Meanwhile, in Migonit, I'm trying to make sense of the world around me by hearing, to peer at my phone's camera through some hole. Thinking about how to use the knowledge of optics to maybe see something, to turn the Migonit into a camera obscura somehow, imaginings

And I'm standing. Standing and waiting. At any moment, terrorists may enter the shelter, they are literally half a meter next to me. Opens a camera on your phone and plays video capture. Don't know why, let there be documentation. Someone will already see it if something happens to me. If there are red alert sirens or battles start with the military forces, they will definitely go into the shields, that's what I would do in their place.

But I maintain such a false composure, and mostly think about my son. Not about what might happen to him, which I preferred to push out of my thoughts, but about what had already happened to him. That's what scorched my heart at that moment. He's already lost his innocence, she'll never be the same again, and he's not yet 7 years old.

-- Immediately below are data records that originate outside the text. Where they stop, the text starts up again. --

PR #3100, opened 2021-05-27
Add local maven repo caching to github actions

Janmm14:
Should improve the speed

Unfortunaly using a maven multithreaded (like -T 8) messes with the log output too much for it to be suitable here in my opinion.


Janmm14:
?

md-5:
I like the fact that github actions is a clean build each time. It's currently less than 2 minutes which doesn't seem like a big deal to me.

Janmm14:
Ok, I'll close the PR then.

PR #3104, opened 2021-06-08
Reflection improvements

Janmm14:
Successor of #3098

- Use Lambdas for Packet class creation.
- Use LambdaMetafactory with IMPL_LOOKUP for event BiConsumer creation.
- Add NonVoidReturnTypeTest (Supported by current EventBus impl, prevents potential regression in the future)

According to various online sources like [Exhibit A](https://dzone.com/articles/think-twice-before-using-reflection) or [Exhibit B](https://wttech.blog/blog/2020/method-handles-and-lambda-metafactory/) the use of LambdaMetafactory can reach speed levels close to direct method invocations and is more than twice as fast compared to reflection.

Misc changes:
- Improve wording of listener wrong argument length log message
- Use Java 8 lambda map access in EventBus
Improves speed as HashMap doesn't have to calculate hash multiple times.

Testing done:
- Compiles on Java 8 and 16
- Runs on Java 8 and 16 without additional startup parameters
- Listening for events with a [basic plugin](https://www.spigotmc.org/resources/bungee-join-messages.87134/) is working

### DIFF
--- a/protocol/src/main/java/net/md_5/bungee/protocol/Protocol.java
+++ b/protocol/src/main/java/net/md_5/bungee/protocol/Protocol.java
@@ -6,7 +6,7 @@ import gnu.trove.map.TIntObjectMap;
 import gnu.trove.map.TObjectIntMap;
 import gnu.trove.map.hash.TIntObjectHashMap;
 import gnu.trove.map.hash.TObjectIntHashMap;
-import java.lang.reflect.Constructor;
+import java.util.function.Supplier;
 import lombok.Data;
 import lombok.Getter;
 import net.md_5.bungee.protocol.packet.BossBar;
@@ -55,6 +55,7 @@ public enum Protocol
         {
             TO_SERVER.registerPacket(
                     Handshake.class,
+                    Handshake::new,
                     map( ProtocolConstants.MINECRAFT_1_8, 0x00 )
             );
         }
@@ -66,6 +67,7 @@ public enum Protocol
         {
             TO_CLIENT.registerPacket(
                     KeepAlive.class,
+                    KeepAlive::new,
                     map( ProtocolConstants.MINECRAFT_1_8, 0x00 ),
                     map( ProtocolConstants.MINECRAFT_1_9, 0x1F ),
                     map( ProtocolConstants.MINECRAFT_1_13, 0x21 ),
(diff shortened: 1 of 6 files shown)


protocol/src/main/java/net/md_5/bungee/protocol/Protocol.java
```diff
@@ -484,55 +526,47 @@ public final DefinedPacket createPacket(int id, int version)
...
             }
 
-            Constructor<? extends DefinedPacket> constructor = protocolData.packetConstructors[id];
+            Supplier<? extends DefinedPacket> constructor = protocolData.packetConstructors[id];
             try
             {
-                return ( constructor == null ) ? null : constructor.newInstance();
-            } catch ( ReflectiveOperationException ex )
+                return ( constructor == null ) ? null : constructor.get();
+            } catch ( Throwable t )
```
md-5, line 536: Surely try/catch unnecessary now?

Janmm14: In theory some constructor could throw an exception, in that case we wrap it.

In practice we control the constructors ourself and we can safely assume this doesn't happen. I'll remove the try-catch.

md-5: Yeah but it will just throw the exception anyway then. I suppose wrapped you get the packet ID, but that's not even necessarily helpful. I'd remove it

Janmm14: Removed

md-5:
I've merged the packet component of this PR, thanks.

I'm still not a fan of the event stuff, hooking into unsafe etc is on the wrong side of the hacky scale in my opinion and I'm sure there must be a supported way to achieve this

Janmm14:
The LambdaMetafactory was mostly created for use by invokedynamic. There is no way to teach it not creating inner classes (with private access) or just telling it to use another class loader.

I will try to work around Unsafe usage again, this time with a custom class loader which can delegate to all PluginClassloaders and a class we load with that custom classloader.

Janmm14:
New take on the EventBus part with LambdaMetafactory in #3114

PR #3107, opened 2021-06-09
Fixing 1.17 action bar message

antbig:
in 1.17 action bar messages are in another packet.
Without this change, player in 1.17 will se action bar message as a title

### DIFF
--- a/proxy/src/main/java/net/md_5/bungee/UserConnection.java
+++ b/proxy/src/main/java/net/md_5/bungee/UserConnection.java
@@ -478,7 +478,7 @@ public final class UserConnection implements ProxiedPlayer
         // transform score components
         message = ChatComponentTransformer.getInstance().transform( this, true, message );
 
-        if ( position == ChatMessageType.ACTION_BAR )
+        if ( position == ChatMessageType.ACTION_BAR && getPendingConnection().getVersion() < ProtocolConstants.MINECRAFT_1_17 )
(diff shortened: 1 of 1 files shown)


md-5:
Why are we using the title at all for action bar messages? Spigot 1.16.x as far as I know uses the Chat packet for them just fine

md-5:
@Mystiflow #2725 was what added this. Wondering if there was a reason why you used the title packet?
Otherwise I'd be inclined to suggest that this should be using the chat packet

tomcraft:
I think it was to aleviate a client rendering issue with chat components.

md-5:
The same issue hasn't come up with Spigot though, and the comments suggest the rendering issue should be fixed in 1.11+ which is the only time we use the title packet anyway

antbig:
I'm going to test with the chat packet

antbig:
This is working fine on 1.17 clients. I have changed the commit

md-5:
Great, merged that for now. We will see if Mysti can shed any light on the < 1.17 versions

kashike:
I disagree with this fix. The "action bar" packet which was added in 16w32b is the correct method for sending "action bar" messages - the `GAME_INFO` chat type is not guaranteed to be displayed in the action bar.

The vanilla `/title` command with the "actionbar" intent also uses the "action bar" packet, for reference.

This picture was not easy to grasp, I was especially looking for a place with a small fold of ground, where I could take a picture with the child without the Gaza skyline. A small corner where we can forget for a moment what we live next to, and enjoy only the sunset and the beautiful wheat fields

We messed up big time if our son had to go through wars. Shahar and his 7-year-old son, Photo: Shahar and Hehav

We messed up big time if our son had to go through wars. In fact, he goes through them from the day he is born. Once or twice a year there is such a war, as if no drama and Chick Check return home to the affairs of the day.

Now we won't get back to business so soon. There is talk of two years of restoration and construction. I am infuriated by this destruction, half a day of rampage destroyed hundreds of lives.

We messed up big time if our son had to go through wars. In fact, he goes through them from the day he is born. Once or twice a year there is such a war, as if no drama and Chick Check return home to the affairs of the day. Now we won't get back to business so soon

We are normative people. Farmers, artists and everything in between. They want to create and grow, not destroy and destroy. After the friends who disappeared and the kibbutz that burned down, the great crisis is that they stole our dream from under our feet. The little piece of paradise that is only ours, the one we have laboriously built over decades, our safe place. I've never locked the front door, and now my son watches the "Forget Me Home" movies and plans how he makes funny traps for terrorists. He no longer goes to sleep without all the doors and windows locked on a bolt.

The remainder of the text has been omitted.